Когда мы возвратились, шашечный турнир был в самом разгаре. Не успеет наступить время обеда, как наши комсомольцы без промедления принимаются за игру. Шашек нет — вместо шашек квадраты да полуквадраты идут. Весь перерыв напролет в шашки дуются. В одной руке — булка, в другой — свинцовый квадрат.
Климов аккуратно разворачивает принесенный из дому сверток, достает бутылку с молоком, изрядный ломоть черного хлеба и кусок вареного мяса. Он бережно раскладывает все это на бумаге и, то и дело поглаживая черные, начинающие седеть усы, неторопливо отщипывает толстыми пальцами и отправляет в рот куски хлеба, запивает их молоком и не спеша, между едой, разговаривает со мной — постоянным соседом по работе.
Раньше мы недолюбливали друг друга. Он маловер. Я же верю в свою работу, верю в хорошую жизнь, верю в себя. И Климов вечно надо мною смеется.
Но мы еще посмотрим, кто кого пересмеет!
Нам надоело вечно обмениваться колкими любезностями, постепенно мы начали спускать друг другу ехидные замечания, привыкли к нашим скверным характерам и теперь вместе постоянно калякаем о производстве. Здесь Климов победил меня, здесь маловер взял верх: у нас в типографии трудно во что-нибудь верить — такой неприступный беспорядок.
Климов взмахнул рукой, плотно сжатым волосатым кулаком помахал в сторону двери и прокричал, ни к кому не обращаясь, старую свою угрозу:
— Эх, валяй, наваливай, разваливай — хозяина нет, начальников, сукиных детей, перевешать!
Неожиданно из двери раздался возмущенный голос:
— Несознательное трепло!
В помещение вошел секретарь партийной ячейки Кукушкин. Парень он неплохой, но бестолковый. Хотя какова типография, таков и секретарь… Или нет, это будет вернее: каков секретарь, такова и типография. «При чем тут секретарь!» — часто говорят мне соседи. Ни при чем, конечно. Но там, где секретарь жох, никто работать не плох. Кукушкина все рабочие зовут Кукушкой: прозвали по фамилии, но прозвище оказалось верным. Кукушкин вечно все начинает, затеями у него полна голова, — всюду кладет свои яйца, но никогда их не высиживает, ни одного дела не довел до конца. Я не скажу, что он плохой коммунист, но не ему быть главарем.

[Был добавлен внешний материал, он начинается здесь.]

PR #272, opened 2023-05-08
Dont save session if no config

gord5500:
### Why

It's a concern for the jumpboxes where people could have their sessions being saved. We'll guide non-d2l users to run configure command and automatically run it during install script for d2l users


src/D2L.Bmx/Okta/OktaSessionStorage.cs
gord5500, line 1: Thought it would be better to add this blocking here instead of in the other files

src/D2L.Bmx/Okta/OktaSessionStorage.cs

Кукушка вошел, окинул нас пристальным взглядом и недовольно спросил:
— Климов, это ты разорялся?
— А хотя бы я? — вызывающе отозвался Климов.
— Все вы такие, а нет чтобы помочь, — упрекнул его Кукушка. — На производственное совещание никто не придет, а на работе только и знают, что ругаться.
Мы с Климовым переглянулись, поняли друг друга и дружно накинулись на Кукушку:
— А нас зовут?
— Воду в ступе толочь?
— За пять минут что скажешь?
— У молокососов учиться?
Кукушка съежился. Ему нечем было крыть: о производственных совещаниях большинство рабочих не имело понятия, толковали на них о всяких мелочах, а чуть доходило дело до главного, сам же Кукушка перебивал: «Это не нашего ума дело, администрация без нас разберется…»
Кукушка извиняющимся тоном произнес:
— Приходите сегодня!… Обязательно приходите. Совещание назначено в восемь, немножко запоздаем — около девяти начнем.
Разве можно было его не обругать?
Я напустился:
— То-то и оно-то! В девять начнем! Кто же к вам после этого ходить будет? Вы бы еще позднее собирались. Никакой хороший рабочий в общественной работе участия принимать не будет. Завтра на работу к семи? К семи. А у вас трезвон будет до часа? До часа. А чтобы хорошо работать, нужно хорошо выспаться. Нечего говорить, — еще резче сказал я, уловив желание Кукушки возразить. — Все у коммунистов не как у людей. Люди по ночам спят — вы заседаете, а утром носами на работе клюете. Нет, не заботится партия о своих членах. Я бы приказал каждому коммунисту обязательно восемь часов в сутки спать, а у вас наоборот — хоть все двадцать четыре подряд работай. Того не замечаете, что за двадцать четыре беспрерывных часа человек сделает меньше, чем за восемь после отдыха.
Все-таки Кукушка хотел возражать.
Счастливый случай лишил его этой возможности.
В дверь наборной протиснулся гармонист, пристроился возле верстаков, где закусывали рабочие, и развел малиновые мехи.
Игривый вальс поплыл по наборной.
Брови Кукушки удивленно полезли вверх по угреватому белому лбу.
— Что такое? — сказал он. — Кто допустил сюда гармониста? Я сейчас выясню в завкоме.
Недовольный Кукушка побежал, подгоняемый плавными толчками звуков.
— В самом деле: откуда музыка? — обратился Климов к соседям.
— Завком придумал, — объяснил тискальщик Лоскутов. — Культурное развлечение в момент перерыва.
— А Кукушка не знал? — обрадовался Климов.
— Видно, не знал, — хмыкнул я.
— Вот здорово! — захохотал Лоскутов. — Поругается Кукушка сейчас в завкоме, не приведи бог.
И, точно назло Кукушке, ребятишки затянули гулливую комсомольскую песню.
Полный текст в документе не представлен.